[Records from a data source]

BEGIN

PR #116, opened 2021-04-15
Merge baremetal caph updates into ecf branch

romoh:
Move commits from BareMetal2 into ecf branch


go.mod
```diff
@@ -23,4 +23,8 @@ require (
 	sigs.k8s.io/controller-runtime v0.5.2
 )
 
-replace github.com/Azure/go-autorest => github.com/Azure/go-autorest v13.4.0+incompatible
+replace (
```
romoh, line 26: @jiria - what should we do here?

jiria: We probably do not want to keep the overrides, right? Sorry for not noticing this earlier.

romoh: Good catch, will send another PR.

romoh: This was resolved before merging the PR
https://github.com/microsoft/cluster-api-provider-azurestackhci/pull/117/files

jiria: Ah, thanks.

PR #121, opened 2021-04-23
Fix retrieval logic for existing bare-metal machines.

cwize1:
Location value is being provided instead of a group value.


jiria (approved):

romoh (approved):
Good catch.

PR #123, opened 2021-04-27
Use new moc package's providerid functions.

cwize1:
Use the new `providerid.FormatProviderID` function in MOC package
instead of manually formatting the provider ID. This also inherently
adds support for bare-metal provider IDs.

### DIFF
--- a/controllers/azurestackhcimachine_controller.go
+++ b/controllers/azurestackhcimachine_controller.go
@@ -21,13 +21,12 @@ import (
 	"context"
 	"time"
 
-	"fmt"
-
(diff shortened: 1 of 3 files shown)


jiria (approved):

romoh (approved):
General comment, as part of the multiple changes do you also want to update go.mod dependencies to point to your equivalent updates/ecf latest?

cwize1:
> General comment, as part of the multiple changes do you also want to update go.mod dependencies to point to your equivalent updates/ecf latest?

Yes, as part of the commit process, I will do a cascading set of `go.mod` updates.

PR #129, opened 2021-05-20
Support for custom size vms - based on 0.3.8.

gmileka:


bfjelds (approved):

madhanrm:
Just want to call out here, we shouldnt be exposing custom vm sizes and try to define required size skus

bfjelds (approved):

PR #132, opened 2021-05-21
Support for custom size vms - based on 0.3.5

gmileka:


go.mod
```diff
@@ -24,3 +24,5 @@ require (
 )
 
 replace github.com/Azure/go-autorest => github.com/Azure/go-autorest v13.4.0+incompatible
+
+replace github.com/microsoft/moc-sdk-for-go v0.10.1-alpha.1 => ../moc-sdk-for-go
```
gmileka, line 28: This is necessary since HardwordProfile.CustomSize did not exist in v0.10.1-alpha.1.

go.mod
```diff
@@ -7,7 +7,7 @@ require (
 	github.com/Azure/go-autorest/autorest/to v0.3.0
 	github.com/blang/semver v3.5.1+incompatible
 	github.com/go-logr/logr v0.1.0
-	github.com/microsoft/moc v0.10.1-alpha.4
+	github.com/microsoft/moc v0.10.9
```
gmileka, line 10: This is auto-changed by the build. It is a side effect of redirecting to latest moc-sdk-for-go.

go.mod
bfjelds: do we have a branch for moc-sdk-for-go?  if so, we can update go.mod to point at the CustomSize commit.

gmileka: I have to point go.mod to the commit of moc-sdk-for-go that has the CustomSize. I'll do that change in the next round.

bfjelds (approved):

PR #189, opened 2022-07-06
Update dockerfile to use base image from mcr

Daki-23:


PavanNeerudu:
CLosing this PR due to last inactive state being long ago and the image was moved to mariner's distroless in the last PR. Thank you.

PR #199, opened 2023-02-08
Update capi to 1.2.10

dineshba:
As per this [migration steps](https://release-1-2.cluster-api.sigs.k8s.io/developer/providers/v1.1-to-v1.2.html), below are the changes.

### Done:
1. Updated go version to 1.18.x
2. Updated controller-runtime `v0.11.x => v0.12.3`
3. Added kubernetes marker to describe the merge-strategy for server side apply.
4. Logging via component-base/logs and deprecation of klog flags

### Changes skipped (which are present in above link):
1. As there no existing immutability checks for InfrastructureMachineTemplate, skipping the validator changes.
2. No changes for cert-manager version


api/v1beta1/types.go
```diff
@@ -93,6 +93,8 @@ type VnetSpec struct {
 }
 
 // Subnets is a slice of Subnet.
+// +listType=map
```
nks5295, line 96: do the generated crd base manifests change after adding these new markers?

END

* YOUR ASSIGNMENT
The expected response reproduces all of the data precisely.

* EXERCISE RESULT
PR #116, opened 2021-04-15
Merge baremetal caph updates into ecf branch

romoh:
Move commits from BareMetal2 into ecf branch


go.mod
```diff
@@ -23,4 +23,8 @@ require (
 	sigs.k8s.io/controller-runtime v0.5.2
 )
 
-replace github.com/Azure/go-autorest => github.com/Azure/go-autorest v13.4.0+incompatible
+replace (
```
romoh, line 26: @jiria - what should we do here?

jiria: We probably do not want to keep the overrides, right? Sorry for not noticing this earlier.

romoh: Good catch, will send another PR.

romoh: This was resolved before merging the PR
https://github.com/microsoft/cluster-api-provider-azurestackhci/pull/117/files

jiria: Ah, thanks.

PR #121, opened 2021-04-23
Fix retrieval logic for existing bare-metal machines.

cwize1:
Location value is being provided instead of a group value.


jiria (approved):

romoh (approved):
Good catch.

PR #123, opened 2021-04-27
Use new moc package's providerid functions.

cwize1:
Use the new `providerid.FormatProviderID` function in MOC package
instead of manually formatting the provider ID. This also inherently
adds support for bare-metal provider IDs.

### DIFF
--- a/controllers/azurestackhcimachine_controller.go
+++ b/controllers/azurestackhcimachine_controller.go
@@ -21,13 +21,12 @@ import (
 	"context"
 	"time"
 
-	"fmt"
-
(diff shortened: 1 of 3 files shown)


jiria (approved):

romoh (approved):
General comment, as part of the multiple changes do you also want to update go.mod dependencies to point to your equivalent updates/ecf latest?

cwize1:
> General comment, as part of the multiple changes do you also want to update go.mod dependencies to point to your equivalent updates/ecf latest?

Yes, as part of the commit process, I will do a cascading set of `go.mod` updates.

PR #129, opened 2021-05-20
Support for custom size vms - based on 0.3.8.

gmileka:


bfjelds (approved):

madhanrm:
Just want to call out here, we shouldnt be exposing custom vm sizes and try to define required size skus

bfjelds (approved):

PR #132, opened 2021-05-21
Support for custom size vms - based on 0.3.5

gmileka:


go.mod
```diff
@@ -24,3 +24,5 @@ require (
 )
 
 replace github.com/Azure/go-autorest => github.com/Azure/go-autorest v13.4.0+incompatible
+
+replace github.com/microsoft/moc-sdk-for-go v0.10.1-alpha.1 => ../moc-sdk-for-go
```
gmileka, line 28: This is necessary since HardwordProfile.CustomSize did not exist in v0.10.1-alpha.1.

go.mod
```diff
@@ -7,7 +7,7 @@ require (
 	github.com/Azure/go-autorest/autorest/to v0.3.0
 	github.com/blang/semver v3.5.1+incompatible
 	github.com/go-logr/logr v0.1.0
-	github.com/microsoft/moc v0.10.1-alpha.4
+	github.com/microsoft/moc v0.10.9
```
gmileka, line 10: This is auto-changed by the build. It is a side effect of redirecting to latest moc-sdk-for-go.

go.mod
bfjelds: do we have a branch for moc-sdk-for-go?  if so, we can update go.mod to point at the CustomSize commit.

gmileka: I have to point go.mod to the commit of moc-sdk-for-go that has the CustomSize. I'll do that change in the next round.

bfjelds (approved):

PR #189, opened 2022-07-06
Update dockerfile to use base image from mcr

Daki-23:


PavanNeerudu:
CLosing this PR due to last inactive state being long ago and the image was moved to mariner's distroless in the last PR. Thank you.

PR #199, opened 2023-02-08
Update capi to 1.2.10

dineshba:
As per this [migration steps](https://release-1-2.cluster-api.sigs.k8s.io/developer/providers/v1.1-to-v1.2.html), below are the changes.

### Done:
1. Updated go version to 1.18.x
2. Updated controller-runtime `v0.11.x => v0.12.3`
3. Added kubernetes marker to describe the merge-strategy for server side apply.
4. Logging via component-base/logs and deprecation of klog flags

### Changes skipped (which are present in above link):
1. As there no existing immutability checks for InfrastructureMachineTemplate, skipping the validator changes.
2. No changes for cert-manager version


api/v1beta1/types.go
```diff
@@ -93,6 +93,8 @@ type VnetSpec struct {
 }
 
 // Subnets is a slice of Subnet.
+// +listType=map
```
nks5295, line 96: do the generated crd base manifests change after adding these new markers?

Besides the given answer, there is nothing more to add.